- Description of the task -
Whenever the word "resolvedSrcUrl" appears in a line of the data below, copy that line.

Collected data
________________________________________
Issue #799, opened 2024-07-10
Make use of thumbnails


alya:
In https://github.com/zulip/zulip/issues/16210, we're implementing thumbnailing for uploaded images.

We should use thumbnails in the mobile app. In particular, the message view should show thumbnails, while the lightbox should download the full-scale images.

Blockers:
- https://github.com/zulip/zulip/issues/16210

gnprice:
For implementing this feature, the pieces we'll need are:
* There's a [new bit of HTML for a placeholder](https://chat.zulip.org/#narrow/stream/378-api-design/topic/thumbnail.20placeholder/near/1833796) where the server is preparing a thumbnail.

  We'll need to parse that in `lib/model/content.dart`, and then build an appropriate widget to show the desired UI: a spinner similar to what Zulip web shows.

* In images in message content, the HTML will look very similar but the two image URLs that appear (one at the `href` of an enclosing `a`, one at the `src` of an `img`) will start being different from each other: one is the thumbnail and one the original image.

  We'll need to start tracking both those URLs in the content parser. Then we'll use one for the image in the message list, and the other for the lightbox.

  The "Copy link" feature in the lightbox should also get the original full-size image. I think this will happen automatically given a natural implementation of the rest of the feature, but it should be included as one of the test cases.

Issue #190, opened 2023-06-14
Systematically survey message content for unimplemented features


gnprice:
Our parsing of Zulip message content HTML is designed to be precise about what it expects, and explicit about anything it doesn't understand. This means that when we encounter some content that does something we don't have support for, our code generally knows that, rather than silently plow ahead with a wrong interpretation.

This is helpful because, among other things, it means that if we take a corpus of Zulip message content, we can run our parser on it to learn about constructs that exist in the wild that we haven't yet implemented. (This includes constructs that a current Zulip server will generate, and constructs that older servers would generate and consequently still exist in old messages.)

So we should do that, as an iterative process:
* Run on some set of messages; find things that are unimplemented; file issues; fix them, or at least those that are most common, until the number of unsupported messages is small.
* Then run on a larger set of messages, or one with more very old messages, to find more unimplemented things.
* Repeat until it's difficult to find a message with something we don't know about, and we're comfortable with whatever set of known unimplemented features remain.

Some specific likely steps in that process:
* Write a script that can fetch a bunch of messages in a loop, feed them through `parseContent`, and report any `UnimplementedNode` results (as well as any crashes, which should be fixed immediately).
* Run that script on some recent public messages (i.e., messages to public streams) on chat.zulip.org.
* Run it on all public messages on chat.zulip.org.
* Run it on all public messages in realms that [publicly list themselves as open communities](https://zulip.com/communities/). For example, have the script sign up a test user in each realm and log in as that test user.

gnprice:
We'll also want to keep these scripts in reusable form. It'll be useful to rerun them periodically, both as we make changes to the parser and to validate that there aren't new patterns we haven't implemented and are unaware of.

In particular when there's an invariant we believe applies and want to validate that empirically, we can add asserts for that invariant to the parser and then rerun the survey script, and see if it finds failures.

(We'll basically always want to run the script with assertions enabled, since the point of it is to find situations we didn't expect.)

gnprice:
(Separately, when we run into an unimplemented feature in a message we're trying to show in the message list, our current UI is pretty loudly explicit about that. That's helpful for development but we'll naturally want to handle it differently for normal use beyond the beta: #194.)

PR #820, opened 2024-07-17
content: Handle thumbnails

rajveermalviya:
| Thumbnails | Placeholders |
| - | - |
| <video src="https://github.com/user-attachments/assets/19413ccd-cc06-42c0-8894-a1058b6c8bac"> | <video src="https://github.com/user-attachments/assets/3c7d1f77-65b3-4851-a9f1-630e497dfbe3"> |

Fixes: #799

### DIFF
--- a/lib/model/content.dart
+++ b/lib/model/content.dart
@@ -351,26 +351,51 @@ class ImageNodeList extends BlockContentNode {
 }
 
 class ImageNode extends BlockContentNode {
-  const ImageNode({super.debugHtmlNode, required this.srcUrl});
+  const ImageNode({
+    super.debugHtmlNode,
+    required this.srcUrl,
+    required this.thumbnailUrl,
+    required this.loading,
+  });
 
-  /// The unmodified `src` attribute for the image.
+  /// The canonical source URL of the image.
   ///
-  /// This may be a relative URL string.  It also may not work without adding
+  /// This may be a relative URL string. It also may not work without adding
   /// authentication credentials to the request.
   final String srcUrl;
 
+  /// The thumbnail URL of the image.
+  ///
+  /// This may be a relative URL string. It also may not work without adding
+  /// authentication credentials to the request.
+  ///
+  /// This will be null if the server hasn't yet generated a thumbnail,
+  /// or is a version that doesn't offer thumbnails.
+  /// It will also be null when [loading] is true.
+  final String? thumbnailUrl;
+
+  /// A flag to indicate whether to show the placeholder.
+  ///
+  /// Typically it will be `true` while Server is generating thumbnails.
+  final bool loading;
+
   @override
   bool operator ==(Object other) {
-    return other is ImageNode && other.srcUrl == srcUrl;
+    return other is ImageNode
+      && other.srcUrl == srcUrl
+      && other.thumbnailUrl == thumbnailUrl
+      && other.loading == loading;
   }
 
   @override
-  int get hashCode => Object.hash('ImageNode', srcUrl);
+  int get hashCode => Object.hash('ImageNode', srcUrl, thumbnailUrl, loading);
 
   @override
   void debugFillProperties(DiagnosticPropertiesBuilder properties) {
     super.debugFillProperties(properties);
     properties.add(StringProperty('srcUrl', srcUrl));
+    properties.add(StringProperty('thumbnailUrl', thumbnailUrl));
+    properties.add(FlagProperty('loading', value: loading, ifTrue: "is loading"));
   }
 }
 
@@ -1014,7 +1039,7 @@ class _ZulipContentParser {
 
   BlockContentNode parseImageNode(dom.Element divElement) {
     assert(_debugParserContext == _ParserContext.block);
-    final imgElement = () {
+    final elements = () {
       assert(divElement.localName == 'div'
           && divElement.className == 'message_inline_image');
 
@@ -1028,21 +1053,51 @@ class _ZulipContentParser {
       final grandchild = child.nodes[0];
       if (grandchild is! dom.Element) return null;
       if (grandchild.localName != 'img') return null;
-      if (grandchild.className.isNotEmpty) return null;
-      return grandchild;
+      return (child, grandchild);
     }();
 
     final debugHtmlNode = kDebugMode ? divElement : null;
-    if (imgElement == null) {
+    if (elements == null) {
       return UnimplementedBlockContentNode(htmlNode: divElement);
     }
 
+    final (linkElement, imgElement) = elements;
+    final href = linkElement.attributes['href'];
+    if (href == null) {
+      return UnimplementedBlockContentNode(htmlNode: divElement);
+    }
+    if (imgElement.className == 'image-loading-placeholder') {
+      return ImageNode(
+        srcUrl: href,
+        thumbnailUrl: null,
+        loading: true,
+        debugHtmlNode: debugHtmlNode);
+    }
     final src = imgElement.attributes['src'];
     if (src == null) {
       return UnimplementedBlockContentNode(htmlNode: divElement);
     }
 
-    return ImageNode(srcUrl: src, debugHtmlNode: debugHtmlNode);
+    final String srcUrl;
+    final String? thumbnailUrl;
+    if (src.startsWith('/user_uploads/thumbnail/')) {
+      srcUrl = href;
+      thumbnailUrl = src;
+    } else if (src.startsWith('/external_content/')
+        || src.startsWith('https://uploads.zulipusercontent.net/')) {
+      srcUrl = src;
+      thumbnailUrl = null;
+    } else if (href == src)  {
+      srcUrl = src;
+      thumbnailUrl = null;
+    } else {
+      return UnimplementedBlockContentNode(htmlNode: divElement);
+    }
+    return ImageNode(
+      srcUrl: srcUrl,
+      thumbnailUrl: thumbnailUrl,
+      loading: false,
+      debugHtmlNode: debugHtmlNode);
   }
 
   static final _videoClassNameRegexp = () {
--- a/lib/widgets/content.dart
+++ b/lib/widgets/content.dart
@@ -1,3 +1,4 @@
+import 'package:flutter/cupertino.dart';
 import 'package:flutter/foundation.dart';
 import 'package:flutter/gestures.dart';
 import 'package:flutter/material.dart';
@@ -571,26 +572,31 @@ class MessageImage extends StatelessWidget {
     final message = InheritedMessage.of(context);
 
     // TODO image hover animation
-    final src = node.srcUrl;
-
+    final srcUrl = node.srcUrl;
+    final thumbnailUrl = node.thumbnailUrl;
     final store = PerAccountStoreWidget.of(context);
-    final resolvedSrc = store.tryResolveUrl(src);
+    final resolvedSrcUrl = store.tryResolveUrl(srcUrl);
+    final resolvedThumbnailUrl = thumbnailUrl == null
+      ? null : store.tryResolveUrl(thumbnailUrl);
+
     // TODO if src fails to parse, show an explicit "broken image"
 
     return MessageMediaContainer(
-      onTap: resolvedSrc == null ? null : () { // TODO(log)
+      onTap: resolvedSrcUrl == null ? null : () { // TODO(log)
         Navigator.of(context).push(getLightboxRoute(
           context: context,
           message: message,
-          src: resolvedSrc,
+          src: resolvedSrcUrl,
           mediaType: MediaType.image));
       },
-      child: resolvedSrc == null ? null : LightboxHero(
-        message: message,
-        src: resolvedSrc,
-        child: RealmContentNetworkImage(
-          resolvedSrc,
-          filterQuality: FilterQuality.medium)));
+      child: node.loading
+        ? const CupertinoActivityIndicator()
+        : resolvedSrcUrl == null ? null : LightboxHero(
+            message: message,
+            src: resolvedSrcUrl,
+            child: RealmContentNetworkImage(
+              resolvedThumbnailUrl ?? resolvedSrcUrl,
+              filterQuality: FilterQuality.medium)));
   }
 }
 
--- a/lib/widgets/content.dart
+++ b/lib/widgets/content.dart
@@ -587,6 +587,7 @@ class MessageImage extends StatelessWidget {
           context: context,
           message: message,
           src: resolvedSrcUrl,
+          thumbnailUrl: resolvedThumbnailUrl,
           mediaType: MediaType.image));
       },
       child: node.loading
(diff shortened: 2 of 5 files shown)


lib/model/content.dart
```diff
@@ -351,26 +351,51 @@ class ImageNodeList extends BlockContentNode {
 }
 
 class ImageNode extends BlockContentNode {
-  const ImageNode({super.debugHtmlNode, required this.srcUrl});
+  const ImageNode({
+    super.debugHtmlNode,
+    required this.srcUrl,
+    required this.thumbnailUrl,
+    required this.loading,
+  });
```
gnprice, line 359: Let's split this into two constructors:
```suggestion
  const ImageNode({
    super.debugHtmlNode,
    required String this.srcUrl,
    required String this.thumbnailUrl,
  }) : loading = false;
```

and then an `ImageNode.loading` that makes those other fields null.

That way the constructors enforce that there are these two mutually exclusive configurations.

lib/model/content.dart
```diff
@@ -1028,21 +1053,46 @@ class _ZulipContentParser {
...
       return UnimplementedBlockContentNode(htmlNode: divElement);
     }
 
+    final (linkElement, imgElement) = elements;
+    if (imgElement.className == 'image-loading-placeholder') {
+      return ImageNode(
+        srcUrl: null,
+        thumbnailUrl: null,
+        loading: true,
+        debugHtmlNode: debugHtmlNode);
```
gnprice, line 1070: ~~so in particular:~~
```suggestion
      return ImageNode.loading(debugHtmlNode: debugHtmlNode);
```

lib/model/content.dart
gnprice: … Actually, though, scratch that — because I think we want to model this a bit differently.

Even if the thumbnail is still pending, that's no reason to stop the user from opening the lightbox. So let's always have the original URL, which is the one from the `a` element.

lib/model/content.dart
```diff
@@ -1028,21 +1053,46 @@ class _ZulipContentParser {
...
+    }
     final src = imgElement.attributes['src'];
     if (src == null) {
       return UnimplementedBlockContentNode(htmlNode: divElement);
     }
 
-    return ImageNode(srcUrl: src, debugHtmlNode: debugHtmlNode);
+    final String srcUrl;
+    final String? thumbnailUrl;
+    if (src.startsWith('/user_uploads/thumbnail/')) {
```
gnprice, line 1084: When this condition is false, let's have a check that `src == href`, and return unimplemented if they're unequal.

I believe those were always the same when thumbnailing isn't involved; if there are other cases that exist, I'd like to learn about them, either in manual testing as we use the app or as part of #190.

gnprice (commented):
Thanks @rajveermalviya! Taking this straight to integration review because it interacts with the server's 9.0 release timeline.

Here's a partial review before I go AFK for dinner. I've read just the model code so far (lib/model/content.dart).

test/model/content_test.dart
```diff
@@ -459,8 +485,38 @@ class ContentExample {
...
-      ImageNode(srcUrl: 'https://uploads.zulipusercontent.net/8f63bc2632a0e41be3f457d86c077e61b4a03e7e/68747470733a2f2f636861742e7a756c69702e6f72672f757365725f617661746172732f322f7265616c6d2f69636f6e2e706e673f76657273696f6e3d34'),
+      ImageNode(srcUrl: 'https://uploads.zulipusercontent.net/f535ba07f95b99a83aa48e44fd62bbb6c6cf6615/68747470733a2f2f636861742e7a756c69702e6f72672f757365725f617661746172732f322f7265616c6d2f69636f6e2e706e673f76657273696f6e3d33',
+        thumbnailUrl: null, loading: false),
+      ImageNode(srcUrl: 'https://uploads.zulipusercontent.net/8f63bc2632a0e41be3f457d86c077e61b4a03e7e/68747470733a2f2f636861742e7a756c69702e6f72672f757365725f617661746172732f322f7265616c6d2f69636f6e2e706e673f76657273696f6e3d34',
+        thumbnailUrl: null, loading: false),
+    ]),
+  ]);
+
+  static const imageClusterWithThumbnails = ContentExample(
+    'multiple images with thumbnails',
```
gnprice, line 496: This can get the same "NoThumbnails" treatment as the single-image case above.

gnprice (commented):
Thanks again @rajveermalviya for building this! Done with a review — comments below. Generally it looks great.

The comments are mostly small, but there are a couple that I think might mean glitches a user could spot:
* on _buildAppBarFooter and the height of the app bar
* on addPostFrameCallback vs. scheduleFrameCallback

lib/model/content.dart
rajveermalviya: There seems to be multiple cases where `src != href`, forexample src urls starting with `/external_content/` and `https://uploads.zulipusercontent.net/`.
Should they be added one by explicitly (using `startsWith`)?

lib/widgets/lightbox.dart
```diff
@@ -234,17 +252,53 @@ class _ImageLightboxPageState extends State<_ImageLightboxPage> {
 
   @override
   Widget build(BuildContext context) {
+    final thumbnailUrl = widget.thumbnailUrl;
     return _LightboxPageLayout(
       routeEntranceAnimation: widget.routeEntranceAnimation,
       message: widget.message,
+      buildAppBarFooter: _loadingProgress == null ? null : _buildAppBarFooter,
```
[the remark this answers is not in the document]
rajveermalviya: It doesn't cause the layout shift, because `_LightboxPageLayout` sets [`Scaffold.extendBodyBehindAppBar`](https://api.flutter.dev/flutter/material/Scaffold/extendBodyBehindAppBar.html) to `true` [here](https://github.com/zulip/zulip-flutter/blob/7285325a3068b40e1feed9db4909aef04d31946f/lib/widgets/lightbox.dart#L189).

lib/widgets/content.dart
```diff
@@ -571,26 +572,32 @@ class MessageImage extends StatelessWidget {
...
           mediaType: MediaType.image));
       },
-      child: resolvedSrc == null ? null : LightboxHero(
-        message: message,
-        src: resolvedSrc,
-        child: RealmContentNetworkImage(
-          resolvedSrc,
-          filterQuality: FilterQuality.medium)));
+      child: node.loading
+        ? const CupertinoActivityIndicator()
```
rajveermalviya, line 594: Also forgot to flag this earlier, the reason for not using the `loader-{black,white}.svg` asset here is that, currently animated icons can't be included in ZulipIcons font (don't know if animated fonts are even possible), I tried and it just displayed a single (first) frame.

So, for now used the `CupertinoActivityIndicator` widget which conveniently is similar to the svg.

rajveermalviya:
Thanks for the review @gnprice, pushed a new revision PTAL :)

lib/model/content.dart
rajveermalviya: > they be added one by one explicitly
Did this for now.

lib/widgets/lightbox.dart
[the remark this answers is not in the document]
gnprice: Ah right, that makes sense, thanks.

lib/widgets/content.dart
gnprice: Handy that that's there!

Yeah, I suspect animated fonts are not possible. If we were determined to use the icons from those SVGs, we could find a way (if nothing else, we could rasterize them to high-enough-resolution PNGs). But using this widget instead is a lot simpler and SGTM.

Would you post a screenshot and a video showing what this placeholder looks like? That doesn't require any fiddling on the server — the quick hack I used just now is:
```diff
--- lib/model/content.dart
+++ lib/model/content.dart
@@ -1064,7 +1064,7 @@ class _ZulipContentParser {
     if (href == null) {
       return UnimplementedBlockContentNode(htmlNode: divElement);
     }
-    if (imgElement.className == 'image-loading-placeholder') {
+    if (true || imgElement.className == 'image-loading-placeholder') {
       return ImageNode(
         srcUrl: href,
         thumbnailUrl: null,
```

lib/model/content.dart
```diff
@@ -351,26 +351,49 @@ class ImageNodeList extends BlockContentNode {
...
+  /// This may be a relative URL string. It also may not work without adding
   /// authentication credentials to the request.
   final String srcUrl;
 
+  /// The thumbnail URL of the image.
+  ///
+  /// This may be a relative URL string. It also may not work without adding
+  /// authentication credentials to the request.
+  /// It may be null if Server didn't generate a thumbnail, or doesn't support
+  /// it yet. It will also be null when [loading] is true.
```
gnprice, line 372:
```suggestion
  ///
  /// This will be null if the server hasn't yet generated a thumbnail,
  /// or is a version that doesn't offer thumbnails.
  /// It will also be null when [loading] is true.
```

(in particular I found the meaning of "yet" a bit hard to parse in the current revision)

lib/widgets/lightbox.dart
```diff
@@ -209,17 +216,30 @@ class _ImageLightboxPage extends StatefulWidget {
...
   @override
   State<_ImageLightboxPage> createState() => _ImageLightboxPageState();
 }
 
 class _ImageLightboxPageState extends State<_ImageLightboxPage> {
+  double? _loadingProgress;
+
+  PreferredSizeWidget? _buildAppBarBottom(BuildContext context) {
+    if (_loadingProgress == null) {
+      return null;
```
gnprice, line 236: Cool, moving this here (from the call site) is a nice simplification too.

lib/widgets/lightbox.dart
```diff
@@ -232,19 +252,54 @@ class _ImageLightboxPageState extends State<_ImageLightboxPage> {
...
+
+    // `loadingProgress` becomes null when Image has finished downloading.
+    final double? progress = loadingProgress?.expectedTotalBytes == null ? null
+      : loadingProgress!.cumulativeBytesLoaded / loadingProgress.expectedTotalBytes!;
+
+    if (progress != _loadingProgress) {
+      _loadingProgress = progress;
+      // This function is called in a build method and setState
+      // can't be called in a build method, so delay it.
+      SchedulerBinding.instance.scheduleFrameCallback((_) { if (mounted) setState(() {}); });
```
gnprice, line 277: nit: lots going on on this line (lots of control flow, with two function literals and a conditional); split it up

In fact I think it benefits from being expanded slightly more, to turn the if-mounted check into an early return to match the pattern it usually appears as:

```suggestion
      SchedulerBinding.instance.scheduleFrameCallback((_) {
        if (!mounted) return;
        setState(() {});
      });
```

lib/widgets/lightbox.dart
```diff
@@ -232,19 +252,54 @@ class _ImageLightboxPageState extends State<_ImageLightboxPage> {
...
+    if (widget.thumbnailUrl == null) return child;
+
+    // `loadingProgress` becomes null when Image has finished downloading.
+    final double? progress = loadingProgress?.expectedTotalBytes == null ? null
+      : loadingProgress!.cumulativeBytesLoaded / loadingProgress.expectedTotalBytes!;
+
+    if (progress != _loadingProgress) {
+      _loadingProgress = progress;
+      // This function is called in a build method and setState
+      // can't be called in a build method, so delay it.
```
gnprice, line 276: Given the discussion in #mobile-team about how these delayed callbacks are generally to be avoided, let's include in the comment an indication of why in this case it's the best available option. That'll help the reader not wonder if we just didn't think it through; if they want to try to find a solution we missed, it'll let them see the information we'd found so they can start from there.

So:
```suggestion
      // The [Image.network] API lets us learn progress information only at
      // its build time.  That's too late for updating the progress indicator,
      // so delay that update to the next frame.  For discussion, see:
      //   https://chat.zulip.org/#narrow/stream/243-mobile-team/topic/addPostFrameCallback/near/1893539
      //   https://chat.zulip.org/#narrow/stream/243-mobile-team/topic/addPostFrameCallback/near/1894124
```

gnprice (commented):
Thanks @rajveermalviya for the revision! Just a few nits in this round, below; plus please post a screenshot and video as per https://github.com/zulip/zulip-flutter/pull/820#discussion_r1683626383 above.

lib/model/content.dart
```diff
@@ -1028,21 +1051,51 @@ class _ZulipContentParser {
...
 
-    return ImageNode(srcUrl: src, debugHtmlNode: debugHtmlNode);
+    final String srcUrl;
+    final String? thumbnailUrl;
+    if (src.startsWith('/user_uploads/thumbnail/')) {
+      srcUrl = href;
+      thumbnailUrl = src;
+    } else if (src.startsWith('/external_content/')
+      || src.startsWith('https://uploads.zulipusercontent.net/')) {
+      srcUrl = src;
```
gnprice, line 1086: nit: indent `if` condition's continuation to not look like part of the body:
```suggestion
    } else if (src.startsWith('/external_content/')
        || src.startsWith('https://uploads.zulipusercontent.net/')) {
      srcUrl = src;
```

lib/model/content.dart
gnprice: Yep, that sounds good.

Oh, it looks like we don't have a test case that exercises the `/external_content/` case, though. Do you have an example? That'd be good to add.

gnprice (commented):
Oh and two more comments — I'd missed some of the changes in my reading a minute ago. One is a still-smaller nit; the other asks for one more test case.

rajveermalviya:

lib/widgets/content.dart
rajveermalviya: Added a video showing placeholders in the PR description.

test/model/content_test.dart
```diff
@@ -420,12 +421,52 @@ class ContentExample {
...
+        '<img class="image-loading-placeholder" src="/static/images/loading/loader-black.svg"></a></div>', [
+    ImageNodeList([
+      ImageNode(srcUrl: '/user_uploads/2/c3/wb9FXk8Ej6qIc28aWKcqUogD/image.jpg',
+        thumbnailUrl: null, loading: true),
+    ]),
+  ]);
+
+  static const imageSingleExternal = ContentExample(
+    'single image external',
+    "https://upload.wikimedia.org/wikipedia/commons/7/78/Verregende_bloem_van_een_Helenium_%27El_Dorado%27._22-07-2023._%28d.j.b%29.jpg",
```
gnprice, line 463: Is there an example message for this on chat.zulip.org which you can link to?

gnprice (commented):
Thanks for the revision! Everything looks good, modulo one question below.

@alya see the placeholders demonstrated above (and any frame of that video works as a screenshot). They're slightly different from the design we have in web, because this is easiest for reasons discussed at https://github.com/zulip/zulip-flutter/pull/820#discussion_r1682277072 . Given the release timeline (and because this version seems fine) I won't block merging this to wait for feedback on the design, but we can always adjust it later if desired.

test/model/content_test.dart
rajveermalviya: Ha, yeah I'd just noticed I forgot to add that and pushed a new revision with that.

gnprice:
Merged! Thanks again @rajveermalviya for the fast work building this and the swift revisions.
________________________________________
- Response -
+    final resolvedSrcUrl = store.tryResolveUrl(srcUrl);
+      onTap: resolvedSrcUrl == null ? null : () { // TODO(log)
+          src: resolvedSrcUrl,
+        : resolvedSrcUrl == null ? null : LightboxHero(
+            src: resolvedSrcUrl,
+              resolvedThumbnailUrl ?? resolvedSrcUrl,
           src: resolvedSrcUrl,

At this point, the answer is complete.